--- What the exercise asks ---
All lines from the one with "hundreds of ms." through the last line of the data below should be copied exactly; please add nothing.

(Stored data entries)
■ ■ ■

PR #554, opened 2026-04-27
Show recording sessions in the macOS force-quit dialog

r3dbars:
## Summary

- Add `ActivationPolicyController` that switches `NSApp` between `.accessory` (idle) and `.regular` (recording) so a frozen recording session shows up in Cmd+Option+Esc.
- Subscribe to `STTRouter.$isRecording` (dictation) and `MeetingSessionController.$isRecording` (meeting); the OR of the two drives policy.
- Tests: 9 unit cases covering the pure decision matrix and the controller's coalescing/init behavior.

## Why

Transcripted runs as `LSUIElement = true` with `setActivationPolicy(.accessory)`, so it's deliberately hidden from the macOS force-quit dialog. Taylor reported on Slack that the meeting widget freezes occasionally during a session, and his only recovery path was opening Activity Monitor — that's a bad UX for a stuck recording. macOS only shows `.regular` apps in Cmd+Opt+Esc, so the cleanest way to make Transcripted force-quittable is to flip activation policy while a session is running and revert when it stops.

## What stayed the same

- Idle state is unchanged: `.accessory` policy, `LSUIElement = true` in Info.plist, no Dock icon, no force-quit visibility.
- The menubar `NSStatusItem` is independent of activation policy and stays visible the whole time — users won't see anything different in the menubar.

## What changes during a recording

- Dock icon flickers in for the duration of the session. (Trade-off accepted: this is the only way to get force-quit visibility, and it's only visible while the session is live.)
- App shows up in Cmd+Opt+Esc; users can force-quit it without opening Activity Monitor.
- Reverts to `.accessory` (Dock icon disappears, force-quit hidden again) when the session stops.

## Files

- New `Sources/Support/ActivationPolicyController.swift` — pure decision enum + `@MainActor` controller with injectable apply closure for tests.
- `Sources/TranscriptedApp.swift` — replaces the static `setActivationPolicy(.accessory)` call with the controller; subscribes to both recording flags via Combine.
- New `Tests/ActivationPolicyControllerTests.swift` — 9 cases:
  - decision returns `.accessory` when both off
  - decision returns `.regular` for meeting alone, dictation alone, both
  - init applies initial policy exactly once
  - meeting on flips policy
  - meeting stop with no other session restores `.accessory`
  - overlapping session keeps `.regular` while either is active (no Dock bouncing)
  - redundant flag updates don't re-apply policy

## Test plan

- [x] `bash build.sh` (signed bundle)
- [x] `bash run-tests.sh` — 905/905 (was 899; 6 new tests)
- [x] `bash run-integration-smoke.sh` — 2/2
- [x] `swift test` — 82/82
- [ ] Manual: idle app should stay menubar-only (no Dock icon).
- [ ] Manual: start a meeting → confirm Dock icon appears AND app shows up in Cmd+Opt+Esc.
- [ ] Manual: stop meeting → confirm Dock icon disappears AND app drops out of force-quit dialog.
- [ ] Manual: same flow but with dictation instead of meeting.
- [ ] Manual: start meeting + dictation overlap (if reachable) → verify policy stays `.regular` until both stop.

## Out of scope

- The Zoom-ducking fix (#553) and the meeting widget freeze fix (separate PR) are not part of this change. This PR only addresses the recovery path; it does not stop the freeze from happening in the first place. The widget-freeze PR will land alongside.

### DIFF
--- a/Sources/Support/ActivationPolicyController.swift
+++ b/Sources/Support/ActivationPolicyController.swift
@@ -1,0 +1,97 @@
+// Support/ActivationPolicyController.swift
+// Dynamically switches NSApp's activation policy so an active recording
+// session shows up in the macOS force-quit dialog (Cmd+Option+Esc).
+//
+// Background: Transcripted is a menubar app, so it normally runs with
+// activation policy `.accessory` and `LSUIElement = true`. macOS hides
+// `.accessory` apps from the force-quit dialog; if the app freezes during
+// a recording, the user has to open Activity Monitor to kill it. Reported
+// pain: Taylor's meeting widget froze and the only recovery was Activity
+// Monitor.
+//
+// Fix shape: while a recording is active (meeting OR dictation), switch
+// to `.regular` so the app appears in the force-quit dialog. When all
+// sessions stop, switch back to `.accessory`. The Dock icon flickers in
+// for the duration of the recording — acceptable trade for a recovery
+// path. The menubar `NSStatusItem` is independent of activation policy
+// and stays visible the whole time.
+//
+// Thread-safety: this type is `@MainActor` because `NSApplication`
+// state is main-thread-only. Callers update the recording flags from
+// the main thread; subscribers running on other threads should hop
+// before calling `update(...)`.
+
+import AppKit
+import Foundation
+
+/// Pure policy decision so we can unit-test it without an `NSApp`
+/// instance. Given the current recording flags, returns the activation
+/// policy the app should have.
+enum ActivationPolicyDecision {
+
+    /// Returns `.regular` if any session is active so the app shows in
+    /// the force-quit dialog. Otherwise returns `.accessory` to keep
+    /// the Dock clean.
+    static func desiredPolicy(
+        isMeetingRecording: Bool,
+        isDictationRecording: Bool
+    ) -> NSApplication.ActivationPolicy {
+        if isMeetingRecording || isDictationRecording {
+            return .regular
+        }
+        return .accessory
+    }
+}
+
+@MainActor
+final class ActivationPolicyController {
+
+    /// Most-recently applied policy. Used so we don't redundantly call
+    /// `setActivationPolicy(_:)` (which has side effects on the Dock
+    /// tile and key-window state).
+    private(set) var currentPolicy: NSApplication.ActivationPolicy
+
+    private var isMeetingRecording: Bool = false
+    private var isDictationRecording: Bool = false
+
+    /// Indirection so tests can capture policy changes without touching
+    /// NSApp.
+    private let applyPolicy: (NSApplication.ActivationPolicy) -> Void
+
+    init(
+        initialPolicy: NSApplication.ActivationPolicy = .accessory,
+        applyPolicy: @escaping (NSApplication.ActivationPolicy) -> Void = { policy in
+            NSApp.setActivationPolicy(policy)
+        }
+    ) {
+        self.currentPolicy = initialPolicy
+        self.applyPolicy = applyPolicy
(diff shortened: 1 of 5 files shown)


r3dbars:
## Code Review — PR #554

**Verdict**: APPROVE

**Summary**: Clean, well-scoped fix for a real user pain point. The `ActivationPolicyController` correctly toggles `NSApp` between `.accessory` and `.regular` based on the OR of meeting/dictation recording flags, giving users a force-quit path during frozen sessions. Architecture is sound: pure decision logic separated from side effects, closure injection for testability, proper coalescing to avoid Dock bouncing, and thorough test coverage of the full state matrix. No blockers.

---

### Blockers
None.

---

### Should fix

**1. File-header comment is PR-description material, not source code (lines 1–22)**
The 22-line header recounts the bug report origin ("Taylor's meeting widget froze"), trade-off rationale, and thread-safety notes. This is excellent context — for the PR description, which already has it. In source code it will rot. Suggest trimming to 2–3 lines (what it does and the key invariant). The `@MainActor` annotation already communicates thread-safety; the comment on line 22 references a nonexistent `update(...)` method.

**2. `ActivationPolicyDecision` enum is module-scoped but only used by the controller**
This exists "so we can unit-test it without an `NSApp` instance," but the controller already accepts an injectable `applyPolicy` closure for exactly that purpose — and the tests use that injection, not the enum directly (except the 4 decision-matrix cases). The decision logic is one OR expression. Suggest either making it a `private` nested type / static func on the controller, or inlining it in `reconcile()`. The 4 decision tests can exercise the same logic through the controller's `PolicyRecorder` pattern. As-is, it adds an internal type to the module namespace that no other code will reference.

---

### Nits

**3. `DispatchQueue.main` vs codebase convention `RunLoop.main`**
The existing Combine subscriptions in this codebase (`FloatingOverlayController`, `MenuBarPanelController`, `bindStatusItemUpdateBadge`) consistently use `.receive(on: RunLoop.main)`. The new subscriptions use `.receive(on: DispatchQueue.main)`. Both work, but matching the local convention keeps things consistent.

**4. `.removeDuplicates()` before the sinks**
`@Published` emits on every `willSet`, including redundant `isRecording = false` when already `false`. The controller's internal guards handle this correctly, but adding `.removeDuplicates()` in the Combine pipeline filters at the publisher layer before even entering the closure — strictly cheaper and more idiomatic.

**5. `activationPolicyController` is `Optional` but never nil after launch**
It's assigned unconditionally in `applicationDidFinishLaunching`. If the app delegate's init timing permits, a non-optional `lazy var` would remove the optionality. Minor — the current shape is fine and consistent with other late-init properties in the delegate.

**6. Test count discrepancy in PR description**
PR body says "905/905 (was 899; 6 new tests)" but the test file has 9 `runSuite` calls. Might be a manifest-vs-harness counting difference — worth a quick check that all 9 cases actually run.

---

### What looks good

- **Closure injection for testability** — the `applyPolicy` parameter is the right pattern for testing AppKit side effects. Clean and idiomatic.
- **Double-guard coalescing** — `setMeetingRecording`/`setDictationRecording` guard on flag change, then `reconcile()` guards on policy change. This correctly prevents redundant `setActivationPolicy` calls that would bounce the Dock tile.
- **Overlapping session test** — the test that verifies `[.accessory, .regular, .accessory]` across a meeting+dictation overlap is exactly the edge case that matters. Good that it's explicitly covered.
- **`#available(macOS 14.0, *)` gate** — correctly matches the availability of `MeetingSessionController` so pre-Sonoma builds compile cleanly.
- **Scope discipline** — this PR only adds the recovery path; it doesn't try to fix the freeze itself. That separation is the right call.

---

PR #555, opened 2026-04-27
Move audio stop teardown off main thread + reorder health snapshot

r3dbars:
## Summary

- `Audio.stop()` now dispatches the synchronous AVFoundation teardown (engine.stop, removeTap, disarmVoiceProcessing) to a background queue so the main run loop stays responsive while the audio thread drains its current buffer.
- `RecordingHealthInfo.from(...)` and `Audio.createHealthInfo(...)` gain an `overrideSystemAudioStatus` parameter so callers can snapshot the live status BEFORE stop (where stop resets it to `.unknown`) and read the lock-protected health fields AFTER stop (where the audio thread is no longer mutating them).
- `MeetingSessionController.stopRecording()` follows the new order.

## Why

Taylor reported on Slack that the meeting widget freezes "sometimes when I try to engage with it" during meetings — and his only recovery was Activity Monitor. (#554 is the recovery-path fix; this PR is the actual freeze fix.)

A focused investigation traced two compounding main-thread blocks in the stop path:

1. **`engine.stop()` blocks for as long as the audio thread takes to finish its current buffer.** With voice processing active, `setVoiceProcessingEnabled(false)` adds another 5–30ms. Combined and serialized on main, this can stall the meeting widget for hundreds of ms.
2. **`capture.healthInfo()` ran BEFORE `stopAndAwaitFiles()`** at `MeetingSessionController.swift:498`. The factory reads `recordingGaps`, `deviceSwitchCount`, and `recoveryAttemptCount` — all `NSLock`-protected and concurrently written by the audio/recovery threads while buffers drain. Lock contention adds a few more ms per read.

### `Sources/TranscriptedCore/Audio/Audio.swift::stop()`
Rewritten so the only synchronous main-thread work is:
- `recordingSessionGeneration &+= 1` (so concurrent recovery sees the new boundary immediately)
- snapshotting refs (`engineRef`, `inputNodeRef`, `systemCaptureRef`, URLs, segments, callback)
- `DispatchQueue.main.async` to flip `isRecording`/UI state

Then `DispatchQueue.global(qos: .userInitiated).async` runs:
- `inputNode.removeTap` + `engine.stop` + `disarmVoiceProcessing`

■ ■ ■

--- Response to this exercise ---
1. **`engine.stop()` blocks for as long as the audio thread takes to finish its current buffer.** With voice processing active, `setVoiceProcessingEnabled(false)` adds another 5–30ms. Combined and serialized on main, this can stall the meeting widget for hundreds of ms.
2. **`capture.healthInfo()` ran BEFORE `stopAndAwaitFiles()`** at `MeetingSessionController.swift:498`. The factory reads `recordingGaps`, `deviceSwitchCount`, and `recoveryAttemptCount` — all `NSLock`-protected and concurrently written by the audio/recovery threads while buffers drain. Lock contention adds a few more ms per read.

### `Sources/TranscriptedCore/Audio/Audio.swift::stop()`
Rewritten so the only synchronous main-thread work is:
- `recordingSessionGeneration &+= 1` (so concurrent recovery sees the new boundary immediately)
- snapshotting refs (`engineRef`, `inputNodeRef`, `systemCaptureRef`, URLs, segments, callback)
- `DispatchQueue.main.async` to flip `isRecording`/UI state

Then `DispatchQueue.global(qos: .userInitiated).async` runs:
- `inputNode.removeTap` + `engine.stop` + `disarmVoiceProcessing`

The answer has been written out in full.